* SUPPLIED DATA:
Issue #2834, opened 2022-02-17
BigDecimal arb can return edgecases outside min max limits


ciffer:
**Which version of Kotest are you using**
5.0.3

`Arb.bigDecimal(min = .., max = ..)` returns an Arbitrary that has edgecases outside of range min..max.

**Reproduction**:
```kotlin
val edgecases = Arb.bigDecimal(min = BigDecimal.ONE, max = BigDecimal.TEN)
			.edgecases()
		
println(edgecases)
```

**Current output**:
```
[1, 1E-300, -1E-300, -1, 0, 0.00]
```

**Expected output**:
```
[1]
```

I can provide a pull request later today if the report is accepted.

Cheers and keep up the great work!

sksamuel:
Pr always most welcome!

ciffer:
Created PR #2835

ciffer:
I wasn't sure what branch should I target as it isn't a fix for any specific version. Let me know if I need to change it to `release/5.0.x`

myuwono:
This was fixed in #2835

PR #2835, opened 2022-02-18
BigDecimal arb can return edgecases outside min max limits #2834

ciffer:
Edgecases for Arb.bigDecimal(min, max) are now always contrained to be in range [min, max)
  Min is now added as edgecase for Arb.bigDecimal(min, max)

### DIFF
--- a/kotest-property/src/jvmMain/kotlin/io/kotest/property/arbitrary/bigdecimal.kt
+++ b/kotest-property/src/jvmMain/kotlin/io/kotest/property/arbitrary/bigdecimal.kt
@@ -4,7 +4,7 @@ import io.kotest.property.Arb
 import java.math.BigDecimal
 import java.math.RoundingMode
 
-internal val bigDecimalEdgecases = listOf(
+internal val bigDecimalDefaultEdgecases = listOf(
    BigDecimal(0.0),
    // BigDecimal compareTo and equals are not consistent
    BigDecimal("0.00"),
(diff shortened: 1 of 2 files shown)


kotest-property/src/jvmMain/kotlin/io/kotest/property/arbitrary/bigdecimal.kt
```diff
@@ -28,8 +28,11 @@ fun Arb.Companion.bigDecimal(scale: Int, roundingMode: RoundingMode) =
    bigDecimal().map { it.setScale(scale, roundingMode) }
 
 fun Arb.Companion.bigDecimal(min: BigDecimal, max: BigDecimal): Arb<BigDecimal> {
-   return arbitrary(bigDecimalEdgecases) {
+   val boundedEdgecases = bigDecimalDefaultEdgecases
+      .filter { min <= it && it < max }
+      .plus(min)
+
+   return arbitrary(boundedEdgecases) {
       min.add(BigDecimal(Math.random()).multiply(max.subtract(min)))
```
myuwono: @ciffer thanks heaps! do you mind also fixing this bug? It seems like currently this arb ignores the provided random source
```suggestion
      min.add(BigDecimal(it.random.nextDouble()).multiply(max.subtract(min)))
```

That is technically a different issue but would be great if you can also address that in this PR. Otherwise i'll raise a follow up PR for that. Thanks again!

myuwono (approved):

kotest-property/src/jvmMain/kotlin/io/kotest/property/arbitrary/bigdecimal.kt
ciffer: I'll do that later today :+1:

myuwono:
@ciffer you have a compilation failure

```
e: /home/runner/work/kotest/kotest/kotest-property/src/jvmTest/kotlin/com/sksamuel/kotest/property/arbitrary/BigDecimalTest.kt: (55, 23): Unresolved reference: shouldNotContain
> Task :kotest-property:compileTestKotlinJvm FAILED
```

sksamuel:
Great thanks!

* WORK INSTRUCTIONS:
The listing above should be returned in full, exactly as shown.

* WRITTEN RESPONSE:
Issue #2834, opened 2022-02-17
BigDecimal arb can return edgecases outside min max limits


ciffer:
**Which version of Kotest are you using**
5.0.3

`Arb.bigDecimal(min = .., max = ..)` returns an Arbitrary that has edgecases outside of range min..max.

**Reproduction**:
```kotlin
val edgecases = Arb.bigDecimal(min = BigDecimal.ONE, max = BigDecimal.TEN)
			.edgecases()
		
println(edgecases)
```

**Current output**:
```
[1, 1E-300, -1E-300, -1, 0, 0.00]
```

**Expected output**:
```
[1]
```

I can provide a pull request later today if the report is accepted.

Cheers and keep up the great work!

sksamuel:
Pr always most welcome!

ciffer:
Created PR #2835

ciffer:
I wasn't sure what branch should I target as it isn't a fix for any specific version. Let me know if I need to change it to `release/5.0.x`

myuwono:
This was fixed in #2835

PR #2835, opened 2022-02-18
BigDecimal arb can return edgecases outside min max limits #2834

ciffer:
Edgecases for Arb.bigDecimal(min, max) are now always contrained to be in range [min, max)
  Min is now added as edgecase for Arb.bigDecimal(min, max)

### DIFF
--- a/kotest-property/src/jvmMain/kotlin/io/kotest/property/arbitrary/bigdecimal.kt
+++ b/kotest-property/src/jvmMain/kotlin/io/kotest/property/arbitrary/bigdecimal.kt
@@ -4,7 +4,7 @@ import io.kotest.property.Arb
 import java.math.BigDecimal
 import java.math.RoundingMode
 
-internal val bigDecimalEdgecases = listOf(
+internal val bigDecimalDefaultEdgecases = listOf(
    BigDecimal(0.0),
    // BigDecimal compareTo and equals are not consistent
    BigDecimal("0.00"),
(diff shortened: 1 of 2 files shown)


kotest-property/src/jvmMain/kotlin/io/kotest/property/arbitrary/bigdecimal.kt
```diff
@@ -28,8 +28,11 @@ fun Arb.Companion.bigDecimal(scale: Int, roundingMode: RoundingMode) =
    bigDecimal().map { it.setScale(scale, roundingMode) }
 
 fun Arb.Companion.bigDecimal(min: BigDecimal, max: BigDecimal): Arb<BigDecimal> {
-   return arbitrary(bigDecimalEdgecases) {
+   val boundedEdgecases = bigDecimalDefaultEdgecases
+      .filter { min <= it && it < max }
+      .plus(min)
+
+   return arbitrary(boundedEdgecases) {
       min.add(BigDecimal(Math.random()).multiply(max.subtract(min)))
```
myuwono: @ciffer thanks heaps! do you mind also fixing this bug? It seems like currently this arb ignores the provided random source
```suggestion
      min.add(BigDecimal(it.random.nextDouble()).multiply(max.subtract(min)))
```

That is technically a different issue but would be great if you can also address that in this PR. Otherwise i'll raise a follow up PR for that. Thanks again!

myuwono (approved):

kotest-property/src/jvmMain/kotlin/io/kotest/property/arbitrary/bigdecimal.kt
ciffer: I'll do that later today :+1:

myuwono:
@ciffer you have a compilation failure

```
e: /home/runner/work/kotest/kotest/kotest-property/src/jvmTest/kotlin/com/sksamuel/kotest/property/arbitrary/BigDecimalTest.kt: (55, 23): Unresolved reference: shouldNotContain
> Task :kotest-property:compileTestKotlinJvm FAILED
```

sksamuel:
Great thanks!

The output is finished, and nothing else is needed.